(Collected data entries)
──────────────────────────────
PR #846, opened 2020-07-29
Minor FCM improvements

robbiet480:
Based on learnings during the account migration, this PR does two things:

1. Subscribes users to the following FCM topics:

- `everyone`
- `app_version_<VERSION_NUMBER>` e.g. `app_version_2020.4.1`
- `app_version_build_<VERSION_NUMBER>_<BUILD_NUMBER>` e.g. `app_version_build_2020.4.1_1`
- `ha_version_<HA_VERSION>` e.g. `ha_version_0.112.1`
- `locale_<USER_APP_FIRST_LOCALE>` e.g. `locale_en-US`

This way, we can target users via topic instead of having to use the limited functionality FCM composer.

2. If `fcm_options.image` is set in a notification payload, use that as the attachment, ignoring anything else. This way, if we do have to use the limited functionality FCM composer we can still set an image.

### DIFF
--- a/HomeAssistant/AppDelegate.swift
+++ b/HomeAssistant/AppDelegate.swift
@@ -826,6 +826,7 @@ class AppDelegate: UIResponder, UIApplicationDelegate {
         Lokalise.shared.localizationType = Current.appConfiguration.lokaliseEnv
     }
 
+    // swiftlint:disable:next function_body_length
     func setupFirebase() {
         LogDestination = CrashlyticsLogDestination()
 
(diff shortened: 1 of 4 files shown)


HomeAssistant/AppDelegate.swift
```diff
@@ -858,6 +859,46 @@ class AppDelegate: UIResponder, UIApplicationDelegate {
...
+        }
+
+        let newTopics = [
+            "everyone",
+            "app_version_\(Constants.version)",
+            "app_version_build_\(Constants.version)_\(Constants.build)",
+            "locale_\(Bundle.main.preferredLocalizations.first ?? "UNKNOWN")"
+        ]
+
+        for topic in newTopics {
```
zacwest, line 892: it wouldn't be too bad to use Set logic to do diffing, e.g. in

https://github.com/home-assistant/iOS/blob/master/Shared/API/Models/ModelManager.swift#L149-L153

robbiet480:
Closing as we are moving off FCM

PR #5098, opened 2026-07-14
Improve watch-iPhone communication reliability

bgoncal:
## Summary
Six reliability fixes for the WatchConnectivity layer, from an audit of the watch↔iPhone communication. One commit per fix:

1. **Assist audio chunk transfer** — chunks now send sequentially with ack-driven backpressure instead of being fired all at once with no error handler. A lost chunk surfaces as an error instead of a silent hang, the completion callback fires on success (it never did), and each recording carries a unique `recordingId` so a retried recording can never mix stale chunks from the previous attempt into corrupt audio. The phone drops partial uploads idle for 60s instead of leaking them.
2. **Database sync buffer leak** — the phone's in-memory chunk buffer was only freed when the watch requested the final chunk; abandoned syncs leaked the whole encoded mirror. A new sync start now frees previous buffers, with a 10-minute expiry backstop.
3. **`encodeForWatch` no longer crashes** — it called `fatalError` on encode failure; it now throws and all senders fall back gracefully (keep local copy / reply treated as decode failure by the watch, never as an authoritative empty config).
4. **Guaranteed-message hygiene** — every reload while unreachable queued another `transferUserInfo` config pull and the phone answered them all; duplicates are now skipped via the session's outstanding transfers. The phone's guaranteed reply also spells out `GuaranteedMessage` explicitly instead of compiling as it by overload-resolution luck.
5. **Application-context echo-back removed** — each side sent the counterpart's keys back (watch battery bounced back to the watch, complication payloads back to the phone), doubling every update toward the 262 KB cap and able to resurrect stale values. Each side now sends only the keys it owns.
──────────────────────────────
* [Task description]: From the data above, extract every line in its exact form.

* [Exercise answer]:
PR #846, opened 2020-07-29
Minor FCM improvements

robbiet480:
Based on learnings during the account migration, this PR does two things:

1. Subscribes users to the following FCM topics:

- `everyone`
- `app_version_<VERSION_NUMBER>` e.g. `app_version_2020.4.1`
- `app_version_build_<VERSION_NUMBER>_<BUILD_NUMBER>` e.g. `app_version_build_2020.4.1_1`
- `ha_version_<HA_VERSION>` e.g. `ha_version_0.112.1`
- `locale_<USER_APP_FIRST_LOCALE>` e.g. `locale_en-US`

This way, we can target users via topic instead of having to use the limited functionality FCM composer.

2. If `fcm_options.image` is set in a notification payload, use that as the attachment, ignoring anything else. This way, if we do have to use the limited functionality FCM composer we can still set an image.

### DIFF
--- a/HomeAssistant/AppDelegate.swift
+++ b/HomeAssistant/AppDelegate.swift
@@ -826,6 +826,7 @@ class AppDelegate: UIResponder, UIApplicationDelegate {
         Lokalise.shared.localizationType = Current.appConfiguration.lokaliseEnv
     }
 
+    // swiftlint:disable:next function_body_length
     func setupFirebase() {
         LogDestination = CrashlyticsLogDestination()
 
(diff shortened: 1 of 4 files shown)


HomeAssistant/AppDelegate.swift
```diff
@@ -858,6 +859,46 @@ class AppDelegate: UIResponder, UIApplicationDelegate {
...
+        }
+
+        let newTopics = [
+            "everyone",
+            "app_version_\(Constants.version)",
+            "app_version_build_\(Constants.version)_\(Constants.build)",
+            "locale_\(Bundle.main.preferredLocalizations.first ?? "UNKNOWN")"
+        ]
+
+        for topic in newTopics {
```
zacwest, line 892: it wouldn't be too bad to use Set logic to do diffing, e.g. in

https://github.com/home-assistant/iOS/blob/master/Shared/API/Models/ModelManager.swift#L149-L153

robbiet480:
Closing as we are moving off FCM

PR #5098, opened 2026-07-14
Improve watch-iPhone communication reliability

bgoncal:
## Summary
Six reliability fixes for the WatchConnectivity layer, from an audit of the watch↔iPhone communication. One commit per fix:

1. **Assist audio chunk transfer** — chunks now send sequentially with ack-driven backpressure instead of being fired all at once with no error handler. A lost chunk surfaces as an error instead of a silent hang, the completion callback fires on success (it never did), and each recording carries a unique `recordingId` so a retried recording can never mix stale chunks from the previous attempt into corrupt audio. The phone drops partial uploads idle for 60s instead of leaking them.
2. **Database sync buffer leak** — the phone's in-memory chunk buffer was only freed when the watch requested the final chunk; abandoned syncs leaked the whole encoded mirror. A new sync start now frees previous buffers, with a 10-minute expiry backstop.
3. **`encodeForWatch` no longer crashes** — it called `fatalError` on encode failure; it now throws and all senders fall back gracefully (keep local copy / reply treated as decode failure by the watch, never as an authoritative empty config).
4. **Guaranteed-message hygiene** — every reload while unreachable queued another `transferUserInfo` config pull and the phone answered them all; duplicates are now skipped via the session's outstanding transfers. The phone's guaranteed reply also spells out `GuaranteedMessage` explicitly instead of compiling as it by overload-resolution luck.
5. **Application-context echo-back removed** — each side sent the counterpart's keys back (watch battery bounced back to the watch, complication payloads back to the phone), doubling every update toward the 262 KB cap and able to resurrect stale values. Each side now sends only the keys it owns.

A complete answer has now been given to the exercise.